Renovation and design
Interior designer Quintel Gwinn, who led the renovations of Tuck House, said the focus was to keep the integrity of the home, while modernizing and maximizing the small space for a family to live comfortably.
That included keeping the original hardwood floors, re-staining and refinishing them, updating the doors and the home’s hardware.
Gwinn said she also found ways to add space on the small home by turning a former outdoor area into a home office, adding a concrete landing pad in the backyard and a newly constructed front porch.
“When you’re working with a small space, those small details can maximize the space and bring in character,” she said.
One of the features prospective buyers may notice about all of the trust’s homes designed by Gwinn, including three more that are in progress, is the color pairings for the exterior of the houses.
She said the original Tuck House home didn’t have much curb appeal, so it was important for the new exterior to be welcoming. For the renovation, she went with a shade of blue for the house and a shade of yellow for the front door.
“In houses that we see renovated, oftentimes we see the same colors and the same color pairings. I’m thinking about how I can make each home unique,” Gwinn said.
Today, the trust has dozens of potential buyers for very few homes, but Blackmon says that won’t be the case for long.
The trust has three additional donated homes that are slated for lots on Gilbert Street, off of Beatties Ford Road. The renovations for those homes are expected to be completed by the end of the year.

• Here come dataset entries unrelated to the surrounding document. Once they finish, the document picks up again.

PR #6592, opened 2023-11-29
skipper: enable manual canary deployment

AlexanderYastrebov:
The change introduces parameterized `skipper-ingress` deployment template.
This template is used to define `main` and `canary` deployments.
A single replica `canary` deployment is enabled by a new `skipper_ingress_canary_enabled` config item.
When `canary` deployment is enabled number of `main` HPA min replicas is reduced by one.

To deploy a canary version update `$canary_internal_version` and set `skipper_ingress_canary_enabled`.
After checking that canary behaves as expected set `$internal_version` equal to `$canary_internal_version`.

I.e. in the cluster where canary is enabled there is always one canary
instance whose version is either above or equal to the main deployment version.

All config items are accessed through `.Cluster.ConfigItems` for clarity.

https://github.com/zalando-incubator/kubernetes-on-aws/labels/architectural

### DIFF
--- a/cluster/config-defaults.yaml
+++ b/cluster/config-defaults.yaml
@@ -70,6 +70,14 @@ skipper_ingress_min_replicas: "2"
 {{end}}
 skipper_ingress_cpu: "1000m"
 skipper_ingress_memory: "1500Mi"
+
+# Enables deployment of canary version
+skipper_ingress_canary_enabled: "false"
+
+# Optional canary arguments separated by "[cf724afc]" to allow whitespaces, e.g.:
+# skipper_ingress_canary_args: "-foo=has a whitespace[cf724afc]-baz=qux"
+skipper_ingress_canary_args: ""
+
 # When set to true (and dedicated node pool for skipper is also true) the
 # daemonset overhead will be subtracted from the cpu settings such
 # that skipper will perfectly fit on the node.
--- a/cluster/manifests/skipper/deployment.yaml
+++ b/cluster/manifests/skipper/deployment.yaml
@@ -1,27 +1,53 @@
 {{ $internal_version := "v0.18.42-691" }}
-{{ $version := index (split $internal_version "-") 0 }}
+{{ $canary_internal_version := "v0.18.42-691" }}
 
+{{ template "skipper-ingress" dict
+  "name" "skipper-ingress"
+  "internal_version" $internal_version
+
+  "Cluster" .Cluster
+  "Values" .Values
+}}
+
+{{ if eq .Cluster.ConfigItems.skipper_ingress_canary_enabled "true" }}
+{{ template "skipper-ingress" dict
+  "name" "skipper-ingress-canary"
+  "internal_version" $canary_internal_version
+  "replicas" 1
+  "args" (index .Cluster.ConfigItems "skipper_ingress_canary_args")
+
+  "Cluster" .Cluster
+  "Values" .Values
+}}
+{{ end }}
+
+{{ define "skipper-ingress" }}
+{{ $version := index (split .internal_version "-") 0 }}
+---
 apiVersion: apps/v1
 kind: Deployment
 metadata:
-  name: skipper-ingress
+  name: "{{ .name }}"
   namespace: kube-system
   labels:
     application: skipper-ingress
     version: {{ $version }}
     component: ingress
 spec:
+{{ if index . "replicas" }}
+  replicas: {{ .replicas }}
+{{ end }}
   strategy:
     rollingUpdate:
       maxSurge: 1
       maxUnavailable: 0
   selector:
     matchLabels:
-      deployment: skipper-ingress
+      deployment: "{{ .name }}"
   template:
     metadata:
       labels:
-        deployment: skipper-ingress
+        deployment: "{{ .name }}"
         application: skipper-ingress
         version: {{ $version }}
         component: ingress
@@ -30,15 +56,15 @@ spec:
         kubernetes-log-watcher/scalyr-parser: |
           [{"container": "skipper-ingress", "parser": "skipper-access-log"}]
         config/hash: {{"secret.yaml" | manifestHash}}
-        logging/destination: "{{.Cluster.ConfigItems.log_destination_local}}"
+        logging/destination: "{{ .Cluster.ConfigItems.log_destination_local }}"
         prometheus.io/path: /metrics
         prometheus.io/port: "9911"
         prometheus.io/scrape: "true"
-{{- if eq .ConfigItems.skipper_topology_spread_enabled "true" }}
+{{- if eq .Cluster.ConfigItems.skipper_topology_spread_enabled "true" }}
         zalando.org/topology-spread-timeout: 7m
 {{- end }}
     spec:
-{{- if eq .ConfigItems.skipper_topology_spread_enabled "true" }}
+{{- if eq .Cluster.ConfigItems.skipper_topology_spread_enabled "true" }}
       topologySpreadConstraints:
         - maxSkew: 1
           topologyKey: topology.kubernetes.io/zone
@@ -56,13 +82,13 @@ spec:
       hostNetwork: true
       containers:
       - name: skipper-ingress
-        image: container-registry.zalando.net/teapot/skipper-internal:{{ $internal_version }}
+        image: container-registry.zalando.net/teapot/skipper-internal:{{ .internal_version }}
         ports:
         - name: ingress-port
           containerPort: 9999
           hostPort: 9999
           protocol: TCP
-{{ if or (eq .ConfigItems.nlb_switch "pre") (eq .ConfigItems.nlb_switch "exec") }}
+{{ if or (eq .Cluster.ConfigItems.nlb_switch "pre") (eq .Cluster.ConfigItems.nlb_switch "exec") }}
         - name: http-redirect
           containerPort: 9998
           hostPort: 9998
@@ -74,7 +100,7 @@ spec:
             secretKeyRef:
               name: skipper-ingress
               key: lightstep-token
-{{ if or (eq .ConfigItems.skipper_local_tokeninfo "production") (eq .ConfigItems.skipper_local_tokeninfo "bridge") }}
+{{ if or (eq .Cluster.ConfigItems.skipper_local_tokeninfo "production") (eq .Cluster.ConfigItems.skipper_local_tokeninfo "bridge") }}
         - name: LOCAL_TOKENINFO
           value: "true"
         - name: ENABLE_OPENTRACING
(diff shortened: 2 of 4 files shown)


cluster/config-defaults.yaml
```diff
@@ -70,6 +70,14 @@ skipper_ingress_min_replicas: "2"
 {{end}}
 skipper_ingress_cpu: "1000m"
 skipper_ingress_memory: "1500Mi"
+
+# Non empty value enables deployment of specified canary version
+skipper_ingress_canary_internal_version: ""
+
+# Optional canary arguments separated by "[cf724afc]" to allow whitespaces, e.g.:
```
RomanZavodskikh, line 77: Quite a counterintuitive separator :-)
From my side, it looks like it is possible to find something more simple. For example, I see no `;` used in the current skipper cmdline args.
Why don't we use `;` instead of `[cf724afc]` to make it much more readable?

AlexanderYastrebov: We already use `[cf724afc]` as a separator for two other flags that may contains whitespace or any other sequence of characters. `[cf724afc]` is chosen exactly because it is unlikely to appear in the flag value.

If you are curious where it comes from, it is:
```
~$ echo -n skipper | sha256sum | head -c 8
cf724afc
```

RomanZavodskikh: Okay, fair enough. :-)

RomanZavodskikh:
:+1:

cluster/manifests/skipper/deployment.yaml
```diff
@@ -1,35 +1,57 @@
...
 
+{{ template "skipper-ingress" dict
+  "ConfigItems" .ConfigItems
+  "name" "skipper-ingress"
+  "internal_version" $internal_version
+}}
+
+{{ if .ConfigItems.skipper_ingress_canary_internal_version }}
+{{ template "skipper-ingress" dict
+  "ConfigItems" .ConfigItems
```
mikkeloscar: ConfigItems seem equal in both cases, does it need to be defined here? 🤔

AlexanderYastrebov: Each template invocation receives its own `.` as a context, i.e. there is no global scope

AlexanderYastrebov: > A variable's scope extends to the "end" action of the control structure ("if", "with", or "range") in which it is declared, or to the end of the template if there is no such control structure. A template invocation does not inherit variables from the point of its invocation.

AlexanderYastrebov: Will update to pass .Values as well

cluster/manifests/skipper/deployment.yaml
```diff
@@ -1,35 +1,61 @@
 {{ $internal_version := "v0.18.42-691" }}
 {{ $version := index (split $internal_version "-") 0 }}
```
AlexanderYastrebov: This is used by routesrv that is not templated

cluster/manifests/skipper/deployment.yaml
```diff
@@ -429,7 +461,7 @@ spec:
         config/hash: {{"secret.yaml" | manifestHash}}
         kubernetes-log-watcher/scalyr-parser: |
           [{"container": "routesrv", "parser": "keyValue"}]
-        logging/destination: "{{.Cluster.ConfigItems.log_destination_local}}"
+        logging/destination: "{{ .ConfigItems.log_destination_local }}"
```
AlexanderYastrebov: Removed .Cluster prefix everywhere for consistency

cluster/manifests/skipper/deployment.yaml
```diff
@@ -1,35 +1,61 @@
...
+  "internal_version" $internal_version
+
+  "Values" .Values
+  "ConfigItems" .ConfigItems
+}}
+
+{{ if .ConfigItems.skipper_ingress_canary_internal_version }}
+{{ template "skipper-ingress" dict
+  "name" "skipper-ingress-canary"
+  "internal_version" .ConfigItems.skipper_ingress_canary_internal_version
```
szuecs: I understand the flexibility, but do we need this?
A version update would now mean to update two files and in one file 2 entries.

cluster/manifests/skipper/deployment.yaml
```diff
@@ -1,35 +1,61 @@
...
+        deployment: "{{ .name }}"
         application: skipper-ingress
         version: {{ $version }}
         component: ingress
       annotations:
         kubernetes-log-watcher/scalyr-parser: |
           [{"container": "skipper-ingress", "parser": "skipper-access-log"}]
         config/hash: {{"secret.yaml" | manifestHash}}
-        logging/destination: "{{.Cluster.ConfigItems.log_destination_local}}"
+        logging/destination: "{{ .ConfigItems.log_destination_local }}"
```
szuecs: We wanted to migrate to always use .Cluster scope for ConfigItems as far as I know.
This is also not relevant change so please clean it up

cluster/manifests/skipper/deployment.yaml
szuecs: no please not!

cluster/manifests/skipper/deployment.yaml
```diff
@@ -1,35 +1,61 @@
 {{ $internal_version := "v0.18.42-691" }}
 {{ $version := index (split $internal_version "-") 0 }}
 
+{{ template "skipper-ingress" dict
+  "name" "skipper-ingress"
+  "internal_version" $internal_version
+
+  "Values" .Values
+  "ConfigItems" .ConfigItems
```
szuecs: better to set it to `.Cluster.ConfigItems`

cluster/manifests/skipper/deployment.yaml
AlexanderYastrebov: We need to pass all parameters as arguments that are different between main and canary deployments.
Or do you mean something else?

cluster/manifests/skipper/deployment.yaml
AlexanderYastrebov: I can change it to .Cluster.ConfigItems but it is not consistent across the manifests anyway

AlexanderYastrebov: > This is also not relevant change so please clean it up

It is because .ConfigItems is a template parameter not the global variable, that is why it is passed during template invocation as `"ConfigItems" .ConfigItems`

cluster/manifests/skipper/deployment.yaml
AlexanderYastrebov: Why not? It should be either .ConfigItems or .Cluster.ConfigItems everywhere, I just picked .ConfigItems

cluster/manifests/skipper/deployment.yaml
szuecs: I mean the canary version as config item is very flexible but also leads to having to change the version not in the deployment.yaml, but in config-defaults and we can change it per cluster, which we might not want.

cluster/manifests/skipper/deployment.yaml
szuecs: true that makes sense. Then I would suggest to use something else as name like `CfgItems`, to be explicit that we are scoped.
wdyt?

cluster/manifests/skipper/deployment.yaml
szuecs: Let's keep the discussion in the other comment

cluster/manifests/skipper/deployment.yaml
```diff
@@ -1,43 +1,69 @@
...
+  "internal_version" $internal_version
+
+  "Cluster" .Cluster
+  "Values" .Values
+}}
+
+{{ if .Cluster.ConfigItems.skipper_ingress_canary_internal_version }}
+{{ template "skipper-ingress" dict
+  "name" "skipper-ingress-canary"
+  "internal_version" .Cluster.ConfigItems.skipper_ingress_canary_internal_version
```
szuecs: config-item skipper_ingress_canary_internal_version TBD. I would really like to have a fixed version.
I would suggest to have only a `skipper_ingress_canary_enable: "true"` cfg item to allow enable and delete, but a fixed version until we really need a dynamic settable config item version.
One safety net is that we need to roll through all channels and this would enable us to switch bypassing all channels.

cluster/manifests/skipper/deployment.yaml
AlexanderYastrebov: Changed to boolean config.

cluster/manifests/skipper/deployment.yaml
AlexanderYastrebov: Changed to boolean config.

cluster/config-defaults.yaml
```diff
@@ -70,6 +70,14 @@ skipper_ingress_min_replicas: "2"
 {{end}}
 skipper_ingress_cpu: "1000m"
 skipper_ingress_memory: "1500Mi"
+
+# Enables deployment of canary version
+skipper_ingress_canary_enabled: "false"
```
szuecs, line 75: Let's enable it for all non production clusters!
```
skipper_ingress_canary_enabled: "false"
{{else}}
skipper_ingress_canary_enabled: "true"
{{end}}
```

AlexanderYastrebov: Lets do this via cluster registry, then we can put it under condition

cluster/manifests/skipper/deployment.yaml
AlexanderYastrebov: Moved into routesrv block

cluster/manifests/skipper/deployment.yaml
```diff
@@ -193,122 +219,127 @@ spec:
...
+{{ end }}
+{{ if index . "args" }}
+          {{ range $arg := split .args "[cf724afc]" }}
+          - "{{ $arg }}"
+          {{ end }}
 {{ end }}
         resources:
 {{ if and (eq .Cluster.ConfigItems.enable_dedicate_nodepool_skipper "true") (eq .Cluster.ConfigItems.skipper_ingress_binpack "true") }}
-{{ $cpu_requests := sumQuantities .Cluster.ConfigItems.skipper_ingress_cpu (printf "-%s"  .Cluster.ConfigItems.teapot_admission_controller_daemonset_reserved_cpu) (printf "-%s" .Cluster.ConfigItems.kubelet_system_reserved_cpu) (printf "-%s" .Cluster.ConfigItems.kubelet_kube_reserved_cpu) }}
+{{ $cpu_requests := sumQuantities .Cluster.ConfigItems.skipper_ingress_cpu (printf "-%s" .Cluster.ConfigItems.teapot_admission_controller_daemonset_reserved_cpu) (printf "-%s" .Cluster.ConfigItems.kubelet_system_reserved_cpu) (printf "-%s" .Cluster.ConfigItems.kubelet_kube_reserved_cpu) }}
```
szuecs, line 309: Oh I wasn't aware of that. So we can actually just set the configuration item to the resource of the node and this calculates the resources that can be used by skipper-ingress.

szuecs:
:+1:

katyanna:
👍

cluster/manifests/skipper/deployment.yaml
mikkeloscar: This is only with `skipper_ingress_binpack=true` but this didn't work 100% so not enabled in most clusters yet. I was hoping to look into this with Karpenter as there seem to be a miscalculation with Cluster Autoscaler when I investigated it months ago.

Blackmon said the trust also recently negotiated a ground lease deal for a multifamily rental development. “If all goes well,” she said, that project will add 120 additional units on the West Boulevard corridor.
By 2023, based on the trust’s strategic business plan and budget, the trust will have 50 affordable homes and units occupied by families.
J’Tanya Adams, who leads the economic development group Historic West End Partners and is a founding member of the land trust, said the impact of the model in Charlotte will be “huge.”
But in order to sustain the trust’s model and open up a path for wealth building through homeownership, she said, there needs to be more people donating houses and land.
“Instead of tearing these homes down for these beautiful monstrosities that they’re building, I want to see them go ahead and donate those houses and make a difference,” Adams said.
“If you’re not philanthropic, then be business minded,” she said. “Donate a lot and get the write-off. I wish they’ll do it from the heart, but we’ll accept it from the business perspective.”
Correction: The article was updated to correct the home’s selling price and the terms of the purchase agreement.
This article was published as part of our West End Journalism Project, which is funded by a grant by the John S. and James L. Knight Foundation.